Recent weak action in FB shares

FB went public on May 18, 2012, at $38 per share.

Source: Barchart

The long-term chart shows that FB shares opened in May 2012 at $42.05 and moved to the latest all-time high of $304.67 in August 2020. Since then, the stock has made lower highs and lower lows.

Source: Barchart

Since the August 2020 high, FB shares have been trending lower. At the end of last week, the stock was trading at the $257.62 level, over 15.4% below the August peak. The most recent low was on January 14 at $244.61. The stock was trading closer to the mid-January low than the August high as of the end of February 2021.

FB’s best days could be behind the company

Looking in the rearview mirror, FB has been an earnings machine.

Source: Yahoo Finance

The chart shows that FB beat consensus EPS forecasts in three of the past four quarters. In Q4 2020, the company beat estimates by 66 cents, reporting earnings of $3.88 per share.

Source: Yahoo Finance

Revenue and earnings growth have been impressive from 2017 through 2020. A survey of forty-six analysts on Yahoo Finance has an average price target of $338.42 for FB shares, with forecasts ranging from $220 to $418.

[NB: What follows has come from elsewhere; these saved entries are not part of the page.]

PR #1460, opened 2026-07-21
feat: remove datacenter property from server and primary_ip

lukasmetzner:
Remove the `datacenter` property from Server and Primary IP resource where
possible. The property was deprecated ~6 months ago, and because the property
is removed from the API, removing it from our code is not considered a breaking
change.

Changelog entry: https://docs.hetzner.cloud/changelog#2026-07-01-removing-datacenters


docs/reference/manual/hcloud_primary-ip_create.md
```diff
@@ -6,10 +6,7 @@ Create a Primary IP
 
 Create a Primary IP.
 
-The --datacenter flag is deprecated. Use --location or --assignee-id instead.
```
jooola, line 9: Could we maybe keep a little reference to the --datacenter in the docs? .e.g that is has been removed?

lukasmetzner: Added a little note to PrimaryIP and Server with a link to the changelog.

phm07 (approved):

internal/cmd/primaryip/create.go
```diff
@@ -21,11 +20,11 @@ var CreateCmd = base.CreateCmd[*hcloud.PrimaryIP]{
 			Short: "Create a Primary IP",
 			Long: `Create a Primary IP.
 
-The --datacenter flag is deprecated. Use --location or --assignee-id instead.
+The --datacenter flag has been removed. Use --location or --assignee-id instead.
 See https://docs.hetzner.cloud/changelog#2025-12-16-phasing-out-datacenters.
 
-The --assignee-type flag will be required together with the --assignee-id flag. Using
```
phm07, line 27: Is this change on purpose or was this automatic formatting?

jooola (approved):

PR #1461, opened 2026-07-24
feat: print deprecated Load Balancer Type information

phm07:
This PR adds warnings for deprecated Load Balancer Types and displays the deprecation info in the `list` and `describe` commands.


phm07:
Waiting for next hcloud-go release so that we can use the new `deprecationutil`

jooola (approved):

jooola (changes requested):
- The lb type describe command does not print the deprecation info.
- The lb type list command does not have a "deprecated" column.
- The old lb type deprecated property is deprecation, the deprecation object must be used instead.

jooola:
Please merge https://github.com/hetznercloud/cli/pull/1459 and rebase this branch on top of it.

jooola (approved):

Wall Street loves Mr. Zuckerberg’s company:

Source: Yahoo Finance

The latest ratings are all buys and outperform. All disclosure documents state that “past performance is not indicative of future results.” When it comes to FB, the company’s future may be more in the hands of regulators and legislators than its technological moxie. By taking on Tim Cook, Australia, Canada, and other influential people and governments, Mr. Zuckerberg could be inviting karma.

The current environment makes “billionaires” with dominant businesses vulnerable. Mark Zuckerberg’s enemy list seems to be growing at a time when the CEO and founder of the world’s leading social media platform need friends a lot more than foes.